Brian has referred to his 2013 article on Charles Augustus and how he established a connection with the Whitby area whilst living in Yorkshire to the extent that when he was very ill from 'flu he asked to be buried at Robin Hood's Bay. Today however I want to look in more detail at the early days of his career and in particular the part he played in the first tour by a West Indian side to these shores in 1900. The tour is recorded in some detail in Wisden and full scorecards are available on Cricket Archive.

The stimulus for the tour stemmed from successful tours by English sides to the Caribbean in the 1890s where a jolly good time was had by all and some cricket played as well. The invitation to tour here had come from Lord Hawke in 1899 and short of perhaps of  one from Queen Victoria one doubts if any invitation at that time could have been harder to refuse. A team representative of six islands and comprising 14 players and a manager was chosen and leaving Barbados on May 26th arrived at Southampton on June 5th after a record voyage. Ollivierre was the sole representative of St Vincent in a side captained by Raymond Warner, brother of Pelham.

Wisden's report of the tour is written by Pelham 'Plum' Warner and he whilst not afraid to praise the side he pulls no punches either so although he describes Ollivierre as 'the best batsman in the eleven' and one of  'the best fielders' Charlie and Lionel S D'Ade are singled out as 'the worst judges of a run I have ever seen'. Charlie tops the batting averages playing in sixteen of the seventeen matches  scoring 883 runs at 32.70. Second is Lebrun Constantine, father of Sir Learie.

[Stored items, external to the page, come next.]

PR #709, opened 2021-07-02
Redact access tokens in attachments

### LINKED ISSUE #704: Auto-redact JVM crash reports
## The Problem
JVM crash reports contain privacy sensitive information that causes any bug report with one to be privated immediately.

## Possible Solution
Automate what I've done in https://bugs.mojang.com/browse/MC-229049:
* Parse `hs_err_pid` crashes
* Regex privacy sensitive parts and replace them with `<redacted>`
* Attach redacted crash log with name `redacted_hs_err_pidXXXX.log`
* Delete original crash log

Marcono1234:
## Purpose
Fixes #704

Redact access tokens in attachments (e.g. JVM crash reports) by deleting the original attachment and uploading a redacted version to avoid having to make the issue private. Additionally add a comment to let the user know that their attachment has been redacted.

Open questions:
- [x] Should a (bot/hidden) helper message be used for the comment? If so it would require at least two placeholders: Uploader, new attachment names
Edit: Message is currently hardcoded since only one placeholder is supported at the moment, and message is only relevant for Arisa, but is not useful as helper message.

Open tasks:
- [x] Verify that it works with an actual JVM crash report
- [x] Update documentation
- [x] Test in MCTEST

## Approach
`PrivacyModule` has been adjusted to redact access token references in the form `--accessToken ...` like they appear in JVM crash reports. In theory this could be done in a separate module, though it is closely related to what `PrivacyModule` does and having a separate module do this would be tricky (see #527) and would require that the modules are executed in the correct order.

Redaction logic does not reuse `PrivacyModule` regex patterns because they are known to cause false positives and might also not cover everything, e.g. `braintree:` transaction ID is usually provided together with a order ID. We can reliably match the transaction ID (due to its unambiguous `braintree:` prefix), but matching the order ID is not possible. So in that case merely redacting the transaction ID would not suffice.
Therefore redaction only covers the access token for now.

As a safe guard the redacted attachment content is checked to see if it still contains sensitive data (since redaction does not cover everthing); if this is the case the attachment is not redacted and the issue is made private.

A publicly visible comment is added informing the user that their attachments have been redacted.

## Future work
An error during deletion of the existing attachment or upload of the redacted attachment might not be handled correctly; this can lead to the following unwanted situations:
- deletion of old attachment fails, report is made public even though it still contains sensitive attachment
- upload of new attachment fails, attachment is effectively lost

Maybe in the future we could change `IssueUpdateContext` to group actions done by a single module invocation, and abort execution for that module if one of its actions fails (similar to #720); that should solve the above situations. It would also require removing the logging from the `deleteAttachment` and `addAttachmentFile` helper functions and always throw an exception when the HTTP code indicates a failure, because we cannot be sure if we interpret the error HTTP code the way Jira meant it.

#### Checklist
- [x] Included tests
- [x] Tested in MCTEST-142

### DIFF
--- a/src/main/kotlin/io/github/mojira/arisa/infrastructure/HelperMessages.kt
+++ b/src/main/kotlin/io/github/mojira/arisa/infrastructure/HelperMessages.kt
@@ -1,6 +1,7 @@
 package io.github.mojira.arisa.infrastructure
 
 import arrow.core.Either
+import arrow.core.getOrElse
 import arrow.core.left
 import arrow.core.right
 import arrow.core.rightIfNotNull
@@ -119,11 +120,18 @@ object HelperMessageService {
         }
     }
 
+    private const val BOT_SIGNATURE_KEY = "i-am-a-bot"
     fun getMessageWithBotSignature(project: String, key: String, filledText: String? = null, lang: String = "en") =
-        getMessage(project, listOf(key, "i-am-a-bot"), listOf(filledText), lang)
+        getMessage(project, listOf(key, BOT_SIGNATURE_KEY), listOf(filledText), lang)
 
     fun getMessageWithDupeBotSignature(project: String, key: String, filledText: String? = null, lang: String = "en") =
         getMessage(project, listOf(key, "i-am-a-bot-dupe"), listOf(filledText), lang)
+
+    fun getRawMessageWithBotSignature(rawMessage: String): String {
+        // Note: Project does not matter, message is (currently) the same for all projects
+        val botSignature = getSingleMessage("MC", BOT_SIGNATURE_KEY).getOrElse { "" }
+        return "$rawMessage\n$botSignature"
+    }
 
     fun setHelperMessages(json: String) = data.fromJSON(json)
         ?: throw IOException("Couldn't deserialize helper messages from setHelperMessages()")
--- a/src/main/kotlin/io/github/mojira/arisa/infrastructure/jira/Mappers.kt
+++ b/src/main/kotlin/io/github/mojira/arisa/infrastructure/jira/Mappers.kt
@@ -52,7 +52,7 @@ fun JiraAttachment.toDomain(jiraClient: JiraClient, issue: JiraIssue, config: Co
 )
 
 fun getCreationDate(issue: JiraIssue, id: String, default: Instant) = issue.changeLog.entries
-    .filter { it.items.any { it.field == "Attachment" && it.to == id } }
+    .filter { changeLogEntry -> changeLogEntry.items.any { it.field == "Attachment" && it.to == id } }
     .maxByOrNull { it.created }
     ?.created
     ?.toInstant() ?: default
@@ -221,11 +221,12 @@ fun JiraComment.toDomain(
 fun JiraUser.toDomain(jiraClient: JiraClient, config: Config) = User(
     name, displayName,
     ::getUserGroups.partially1(jiraClient).partially1(name),
-    ::isNewUser.partially1(jiraClient).partially1(name),
+    ::isNewUser.partially1(jiraClient).partially1(name)
+) {
     // Check case insensitively because it apparently does not matter when logging in, so `username` might have
     // incorrect capitalization
-    { name.equals(config[Arisa.Credentials.username], ignoreCase = true) }
-)
+    name.equals(config[Arisa.Credentials.username], ignoreCase = true)
+}
 
 private fun getUserGroups(jiraClient: JiraClient, username: String) = getGroups(
     jiraClient,
--- a/src/main/kotlin/io/github/mojira/arisa/infrastructure/jira/Mappers.kt
+++ b/src/main/kotlin/io/github/mojira/arisa/infrastructure/jira/Mappers.kt
@@ -204,7 +204,9 @@ fun JiraUser.toDomain(jiraClient: JiraClient, config: Config) = User(
     name, displayName,
     ::getUserGroups.partially1(jiraClient).partially1(name),
     ::isNewUser.partially1(jiraClient).partially1(name),
-    { name == config[Arisa.Credentials.username] }
+    // Check case insensitively because it apparently does not matter when logging in, so `username` might have
+    // incorrect capitalization
+    { name.equals(config[Arisa.Credentials.username], ignoreCase = true) }
 )
 
 private fun getUserGroups(jiraClient: JiraClient, username: String) = getGroups(
--- a/src/main/kotlin/io/github/mojira/arisa/infrastructure/jira/Mappers.kt
+++ b/src/main/kotlin/io/github/mojira/arisa/infrastructure/jira/Mappers.kt
@@ -37,15 +37,16 @@ import net.rcarz.jiraclient.Project as JiraProject
 import net.rcarz.jiraclient.User as JiraUser
 import net.rcarz.jiraclient.Version as JiraVersion
 
-fun JiraAttachment.toDomain(jiraClient: JiraClient, issue: JiraIssue) = Attachment(
+fun JiraAttachment.toDomain(jiraClient: JiraClient, issue: JiraIssue, config: Config) = Attachment(
     id,
     fileName,
     getCreationDate(issue, id, issue.createdDate.toInstant()),
     mimeType,
     ::deleteAttachment.partially1(issue.getUpdateContext(jiraClient)).partially1(this),
     { openAttachmentStream(jiraClient, this) },
-    this::download,
-    author?.toDomain(jiraClient)
+    // Cache attachment content once it has been downloaded
+    lazy { this.download() }::value,
+    author?.toDomain(jiraClient, config)
 )
 
 fun getCreationDate(issue: JiraIssue, id: String, default: Instant) = issue.changeLog.entries
@@ -90,7 +91,7 @@ fun JiraIssue.toDomain(
         description,
         getEnvironment(),
         security?.id,
-        reporter?.toDomain(jiraClient),
+        reporter?.toDomain(jiraClient, config),
         resolution?.name,
         createdDate.toInstant(),
         updatedDate.toInstant(),
@@ -105,10 +106,10 @@ fun JiraIssue.toDomain(
         getDungeonsPlatform(config),
         mapVersions(),
         mapFixVersions(),
-        mapAttachments(jiraClient),
-        mapComments(jiraClient),
+        mapAttachments(jiraClient, config),
+        mapComments(jiraClient, config),
         mapLinks(jiraClient, config),
-        getChangeLogEntries(jiraClient),
+        getChangeLogEntries(jiraClient, config),
         ::reopen.partially1(context),
         ::resolveAs.partially1(context).partially1("Awaiting Response"),
         ::resolveAs.partially1(context).partially1("Invalid"),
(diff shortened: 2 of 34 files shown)


src/main/kotlin/io/github/mojira/arisa/infrastructure/HelperMessages.kt
```diff
@@ -119,12 +120,19 @@ object HelperMessageService {
...
     fun getMessageWithBotSignature(project: String, key: String, filledText: String? = null, lang: String = "en") =
-        getMessage(project, listOf(key, "i-am-a-bot"), listOf(filledText), lang)
+        getMessage(project, listOf(key, BOT_SIGNATURE_KEY), listOf(filledText), lang)
 
     fun getMessageWithDupeBotSignature(project: String, key: String, filledText: String? = null, lang: String = "en") =
         getMessage(project, listOf(key, "i-am-a-bot-dupe"), listOf(filledText), lang)
 
+    fun getRawMessageWithBotSignature(rawMessage: String): String {
+        // Note: Project does not matter, message is (currently) the same for all projects
+        val botSignature = getSingleMessage("MC", BOT_SIGNATURE_KEY).getOrElse { "" }
```
Marcono1234, line 132: Hardcoding the project key here might be a little bit hacky. What do you think?

src/main/kotlin/io/github/mojira/arisa/modules/PrivacyModule.kt
```diff
@@ -28,67 +34,202 @@ class PrivacyModule(
...
+                        // Use link for attachments
+                        "\n- [^${sanitizeCommentArg(it)}]"
+                    }
+                    val sanitizedUploaderName = sanitizeCommentArg(uploader)
+                    // Does not use helper message because message will only be used by bot and helper messages
+                    // currently only support one placeholder
+                    issue.addRawBotComment(
+                        "@[~$sanitizedUploaderName], sensitive data has been removed from your " +
+                            "attachment(s) and they have been re-uploaded as:$fileNamesString"
+                    )
```
Marcono1234, line 229: Message is hardcoded instead of using helper message because:
- It uses two placeholders but helper messages only support one at the moment
- This message is only useful for Arisa, as helper message it does not add that much value since the user would have to format the `$fileNamesString` filltext manually.

Marcono1234:
@violine1101, since you originally proposed this feature, could you please have a look when you have some spare time?

src/main/kotlin/io/github/mojira/arisa/modules/privacy/PrivacyModule.kt
```diff
@@ -0,0 +1,242 @@
...
+                        // Use link for attachments
+                        "\n- [^${sanitizeCommentArg(it)}]"
+                    }
+                    val sanitizedUploaderName = sanitizeCommentArg(uploader)
+                    // Does not use helper message because message will only be used by bot and helper messages
+                    // currently only support one placeholder
+                    issue.addRawBotComment(
+                        "@[~$sanitizedUploaderName], sensitive data has been removed from your " +
+                            "attachment(s) and they have been re-uploaded as:$fileNamesString"
+                    )
```
Marcono1234, line 236: Message is hardcoded instead of using helper message because:
- It uses two placeholders but helper messages only support one at the moment
- This message is only useful for Arisa, as helper message it does not add that much value since the user would have to format the `$fileNamesString` filltext manually.

src/main/kotlin/io/github/mojira/arisa/modules/privacy/PrivacyModule.kt
```diff
@@ -0,0 +1,242 @@
...
+                        // Remove the original attachment
+                        attachment.remove()
+                    }
+                }
+
+                if (fileNames.isNotEmpty()) {
+                    // Use postfix line break to prevent bot signature from appearing as part of last list item
+                    val fileNamesString = fileNames.joinToString(separator = "", postfix = "\n") {
+                        // Use link for attachments
+                        "\n- [^${sanitizeCommentArg(it)}]"
```
violine1101, line 228: The aggressive sanitizing here might lead to some attachment links not working, in case they include unicode characters. Which will, arguably, probably barely ever happen. So not sure if it's a big deal.

violine1101: I guess we run the file names through a regex firstly though, so this isn't an issue.

src/main/kotlin/io/github/mojira/arisa/modules/privacy/PrivacyModule.kt
```diff
@@ -0,0 +1,242 @@
...
+    }
+
+    private data class AttachmentsCheckResult(
+        /** Whether any of the attachments contains sensitive data which cannot be redacted */
+        val attachmentContainsSensitiveData: Boolean,
+        val attachmentsToRedact: List<RedactedAttachment>
+    )
+
+    private fun Issue.checkAttachments(lastRun: Instant): AttachmentsCheckResult {
+        var attachmentContainsSensitiveData: Boolean
```
violine1101, line 86: I feel like the name of this variable is not very good, I got quite confused reading this.

violine1101: Maybe something like `sensitiveDataFound`?

I guess the thing that confused me most is that this variable is not about a particular attachment, but rather about if _any_ attachment contains _any_ sensitive data.

violine1101 (commented):
This looks great! Thanks for working on this!

Apart from a few comments, most of which aren't really actionable, I think this should be good to go.

src/main/kotlin/io/github/mojira/arisa/modules/privacy/PrivacyModule.kt
```diff
@@ -0,0 +1,242 @@
...
+                assertNotEmpty(attachmentsToRedact),
+                assertTrue(issueContainsSensitiveData),
+                assertNotEmpty(restrictCommentActions)
+            ).bind()
+
+            // Always try to redact attachments, even if issue would be made private anyways
+            // So in case issue was made private erroneously it can easily be made public
+            val redactedAll = redactAttachments(issue, attachmentsToRedact)
+
+            if (!redactedAll || issueContainsSensitiveData) {
```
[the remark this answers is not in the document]
violine1101: I guess I got confused by the variable naming... it's talking about all attachments containing sensitive data, not all attachments of the ticket.

I guess a more proper variable naming might be `redactingFailed` or something similar (for the negation).

src/main/kotlin/io/github/mojira/arisa/infrastructure/jira/Mappers.kt
```diff
@@ -39,19 +39,20 @@ import net.rcarz.jiraclient.Project as JiraProject
 import net.rcarz.jiraclient.User as JiraUser
 import net.rcarz.jiraclient.Version as JiraVersion
 
-fun JiraAttachment.toDomain(jiraClient: JiraClient, issue: JiraIssue) = Attachment(
+fun JiraAttachment.toDomain(jiraClient: JiraClient, issue: JiraIssue, config: Config) = Attachment(
```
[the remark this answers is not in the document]
Marcono1234: Maybe we could also in the future remove more hardcoded values (e.g. Mojira user group names) and add them to the config. Then we could benefit from the config being available here as well.
But you are right, it is a bit annoying that the config has to be passed around to so much functions.

src/main/kotlin/io/github/mojira/arisa/modules/privacy/PrivacyModule.kt
Marcono1234: We can make `sanitizeCommentArg` more lenient (e.g. by allowing certain character categories) in the future if this turns out to be a problem.

> I guess we run the file names through a regex firstly though

Which one do you mean? We only have a list of regex patterns for names of files which definitely contain sensitive data, but we do not filter malformed file names (except to prevent directory traversal).

src/main/kotlin/io/github/mojira/arisa/infrastructure/jira/Mappers.kt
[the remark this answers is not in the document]
urielsalis: Something I was thinking is saving the config to a public car somewhere and just calling that statically instead of passing it around

Less functional, but prettier

urielsalis (dismissed):

src/main/kotlin/io/github/mojira/arisa/infrastructure/jira/Mappers.kt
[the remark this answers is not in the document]
Marcono1234: We could also make `Mappers` a class which has `JiraClient` and `Config` as properties, similar to your [`MapFromJira`](https://github.com/mojira/arisa-kt/blob/9a354f3c2e264cc7eb01f3fcb4174921b0ac5b6e/src/main/kotlin/io/github/mojira/arisa/infrastructure/newjira/MapFromJira.kt) class from #720, or my (incomplete) [changes on the `marcono1234/refactor` branch](https://github.com/mojira/arisa-kt/blob/marcono1234/refactor/src/main/kotlin/io/github/mojira/arisa/infrastructure/jira/Mapper.kt).
This can greatly reduce code duplication.

src/main/kotlin/io/github/mojira/arisa/modules/privacy/PrivacyModule.kt
Marcono1234: Changed it to `foundNonRedactableSensitiveData`; a bit verbose but hopefully describes its purpose well enough.

src/main/kotlin/io/github/mojira/arisa/modules/privacy/PrivacyModule.kt
```diff
@@ -99,37 +99,37 @@ class PrivacyModule(
...
-                    if (!attachmentContainsSensitiveData) {
+                    if (!foundNonRedactableSensitiveData) {
                         containsSensitiveData(it.getTextContent())?.let { matchResult ->
-                            attachmentContainsSensitiveData = true
+                            foundNonRedactableSensitiveData = true
                             logFoundSensitiveData("in attachment with ID ${it.id}", matchResult)
                         }
                     }
                     return@mapNotNull null
-                } else {
```
Marcono1234: Changed this from:
```
else {
  if (...) {
    return ...
  }
  return
}
```
to
```
else if (...) {
  return ...
} else {
  return
}
```

These are (except for the variable name change) only indentation changes.

src/main/kotlin/io/github/mojira/arisa/modules/privacy/PrivacyModule.kt
violine1101: From what I can tell, attachments are only scanned if they match the hs_err_pid regex. I might be wrong though.

src/main/kotlin/io/github/mojira/arisa/modules/privacy/PrivacyModule.kt
violine1101: As this is Kotlin and if statements are expressions, in theory you should be able to put the `return` in front of the `if` too, I believe.

Marcono1234: In theory the `return@mapNotNull` could be removed as well, but at least at the moment I am not convinced by that Kotlin feature yet, at least for larger code blocks as it is the case here. In my opinion that looks too similar to an unused expression (which Kotlin allows, but at least IntelliJ warns about it).

src/main/kotlin/io/github/mojira/arisa/modules/privacy/PrivacyModule.kt
Marcono1234: It has been some time since I wrote that code, but I don't think there are such requirements. `AccessTokenRedactor` only checks for the file content (more specifically for `--accessToken`), and the `PrivacyModuleTest` passes without specifying any special file names.

violine1101: Ah yes you're right. That check exists but it doesn't affect the redacting.

violine1101 (approved):

Marcono1234:
Regarding the "Future work" mentioned in the description: Implementing this might be tricky / not easily possible with the way Jira actions are currently performed. Because `IssueUpdateContext` groups actions by how they are performed against Jira, performing them in the order in which a module executed them is probably difficult without sacrificing efficient grouping of the actions.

Raymond Warner played only seven matches being laid low by malaria and his place as skipper was taken by Stanley Sproston from Demerara and he acquitted himself 'right well' according to Plum whose final comment was that 'English men will be right glad to welcome another West Indian XI within the next three or four years. And that's right good of you to say so Plum.

As Brian has described Charles stayed on in Britain after the tour and qualified for Derbyshire playing  for them in  three matches in 1901 in all of which he had some success. He made his championship debut against Essex in July 1902 and was a regular for the rest of that season and until his career was sadly brought to a close in 1907. Wisden's report on Derbyshire in the 1903 edition remarks that 'CA Ollivierre ...speedily proved himself a valuable acquisition scoring a delightful innings of 167 against Warwickshire.'It is fully expected he will become one of the mainstays of the eleven. And he did.